Configurable Data Analytics Platform Using Reusable Software Modules
Find Innovative SolutionsGenerate Solutions
Solution Overview
Problem
Large organizations face inefficiencies and errors in software development due to repetitive tasks in building software and data pipelines, necessitating a configuration-based approach for efficient feature delivery based on reusability of software modules.
Innovation Solution
A method involving a processor that transforms user job requests into directed acyclic graphs (DAGs), constructs software programs using reusable modules, and applies AI algorithms to determine suitable modules for execution, compatible with Spark Structured Query Language for structured data processing, while retraining the AI using historical data.

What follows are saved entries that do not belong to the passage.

PR #388, opened 2015-07-01
runserver supports the same commands than dev_appserver.py

pablorecio:
So, the idea here is to "cheat" Django's command's attributes adding the options from the sandbox as new elements in `option_list`.

I'm doing it in the `__new__` method so `option_list` can still be extended if someone wanted to extend the runserver command and add more options to it.

I wanted to add something to the docs, but I'm not sure in what section it would fit?

### DIFF
--- a/djangae/management/commands/runserver.py
+++ b/djangae/management/commands/runserver.py
@@ -23,24 +23,36 @@ class Command(BaseRunserverCommand):
     """
     # We use this list to prevent user using certain dev_appserver options that
     # might collide with some Django settings.
-    BLACKLISTED_DEV_APPSERVER_OPTIONS = [
-        'port',
-        'host',
-        'threadsafe_override',
-        'php_executable_path',
-        'php_remote_debugging',
-        'python_startup_script',
-        'python_startup_args',
-        'mysql_host',
-        'mysql_port',
-        'mysql_user',
-        'mysql_password',
-        'mysql_socket',
-        'smtp_host',
-        'smtp_user',
-        'smtp_password',
-        'smtp_allow_tls',
-        'automatic_restart',
+    WHITELISTED_DEV_APPSERVER_OPTIONS = [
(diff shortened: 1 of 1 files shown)


Kazade:
So, I've been meaning to look at this for some time, because although we want to support passing down *some* of the dev_appserver options, we don't want to do all of them as they conflict with Django options to runserver, off the top of my head:

 - --nothreading - This Django flag should be what the user calls, but our runserver command should pass the appropriate flags to dev_appserver to get single threaded behaviour
 - SQL settings - In Django, SQL settings are handled by settings.py (and --settings) we don't want to allow these to be passed down
 - Datastore/Blobstore etc. paths, these are handled internally and we probably don't want to expose them
 - Admin/API ports, we override these, we don't want users specifying them through runserver
 - SMTP settings, again, dealt with by Django settings
 - Automatic restart, is superseded by Django's --noreload

I think basically we need a whitelist of dev_appserver settings to expose in runserver which don't conflict with stuff we are doing in the sandbox, or with existing Django runserver flags. We can't just expose them all otherwise we're going to cause a *load* of weird bugs.

pablorecio:
I agree with some of those, but I think it'd be better to have a blacklist as I think most of the things make sense to have:

* Why don't we want to allow users to change the datastore / blobstore / search indexes / logs paths? I can't see a problem on that
* Admin / API ports - It's ok if we keep having the ones we have by default, but I think we should allow users to change those too.

I know that most of the things won't be used a lot, but I can't see any danger on users having access to those.

Kazade:
OK I guess, we'll have to check that doesn't break anything, but yeah I'm fine with that :)

pablorecio:
I'll amend the PR, and will check it more thoroughly. Cheers!

chargrizzle:
I think we should swap the blacklist for a whitelist, it's more explicit that way

PR #390, opened 2015-07-07
Docs tweaks

adamalton:


adamalton:
I rebased to fix my spelling of "pronunciation" in the commit message.  Otherwise the commit message would be nearly as ironic as the mistake it was fixing.

olasitarska:
:joy: I laughed at that comment.

PR #396, opened 2015-07-12
Allow usage of pk in djangae Paginator

### LINKED ISSUE #302: Allow usage of `pk` into djangae.contrib.pagination.Paginator
At the moment, it doesn't allow you to do something like:

    @paginated_model([('pk', )])
    class MyModel(models.Model):
        # things

As it doesn't detect `pk` as a valid field:

    PaginationOrderingRequired: No pagination ordering specified for ['pk']. Field required: pagination_pk

It does work with `id` though

jgasteiz:
Fixes #302


adamalton:
Looks good to me!

PR #397, opened 2015-07-13
fix typo

qiaoshun8888:
djan-gee -> djan-gae


adamalton:
No, that's a deliberate pronunciation guide!

Although it has been improved to make it less ambiguous in 31e952ab9978229c0e9683fa5ea248e8586c2c70

PR #402, opened 2015-07-22
Making populate() on ShardedCounterField idempotent/more transactional

### LINKED ISSUE #401: djangae.fields.counting.RelatedShardManager.populate should check existing number of shards
The `populate` method reloads the object inside a transaction in order to atomically update the `set` of shard PKs, but it checks the number of new shards which are needed **outside** of this transaction, which is silly.

adamalton:
This will close #401


adamalton:
This test error appears to be because the DB isn't being flushed between tests.

olasitarska:
Merged! :palm_tree:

Engineering Contradictions & Design Principles
Engineering Contradiction Analysis
1Productivity
If a configuration-based approach is used to provide a data analytics platform, then feature delivery efficiency is improved and software module reusability is enhanced, but the initial system complexity and setup time increase
Solution Approach 1:
The system is segmented into distinct modular components including a configuration manager, AI algorithm selector, software module library, and execution engine. Each component has a specific function and can be independently developed, maintained, and reused across different analytics projects, thereby improving feature delivery efficiency while managing complexity through structured organization.
Solution Approach 2:
The configuration-based platform is designed as a universal system that can handle multiple types of data analytics tasks through a common framework. The reusable software modules and AI algorithms can be applied across different projects and use cases, enhancing both feature delivery efficiency and module reusability while the modular architecture manages the inherent complexity.
2Loss of time
If reusable software modules are utilized in a library, then development time is reduced and errors are minimized, but the difficulty of managing and organizing the module library increases
Solution Approach 1:
The system incorporates feedback mechanisms where the configuration manager automatically tracks which software modules are used in which projects, their performance metrics, and compatibility information. This feedback is used to continuously optimize the module library organization, improve search and retrieval efficiency, and reduce the difficulty of managing and organizing modules while maximizing reuse benefits.
Solution Approach 2:
An intermediary configuration management layer is introduced between the software module library and the execution engine. This intermediary automatically handles module registration, version control, dependency resolution, and compatibility checking, thereby reducing development time and errors while managing the complexity of the module library through automated mediation.
3Measurement precision
If an AI algorithm is applied to select software modules, then module selection accuracy is improved, but the computational resources and processing time required increase
Solution Approach 1:
The system performs preliminary actions by pre-training AI algorithms on historical software module usage data, project requirements, and performance metrics before actual feature delivery. This pre-computation stores learned patterns and decision rules that can be quickly applied during runtime, thereby improving module selection accuracy while reducing the computational resources and processing time required during actual execution.
Data Source
AI summary
A method and system for providing a data analytics platform that facilitates efficient feature delivery based on reusability of software modules are provided. The method includes receiving a job request that corresponds to a feature desired by a user; transforming the job request into a directed acyclic graph (DAG) that includes a set of operations; and constructing a software program that is configured to execute the set of operations included in the DAG. The transformation is performed by extracting a set of configuration instructions that respectively correspond to operations included in the set of operations from the job request. The construction of the software program is performed by retrieving software modules that are configured to execute operations included in the DAG from a library that stores a plurality of reusable software modules that respectively correspond to algorithm functions.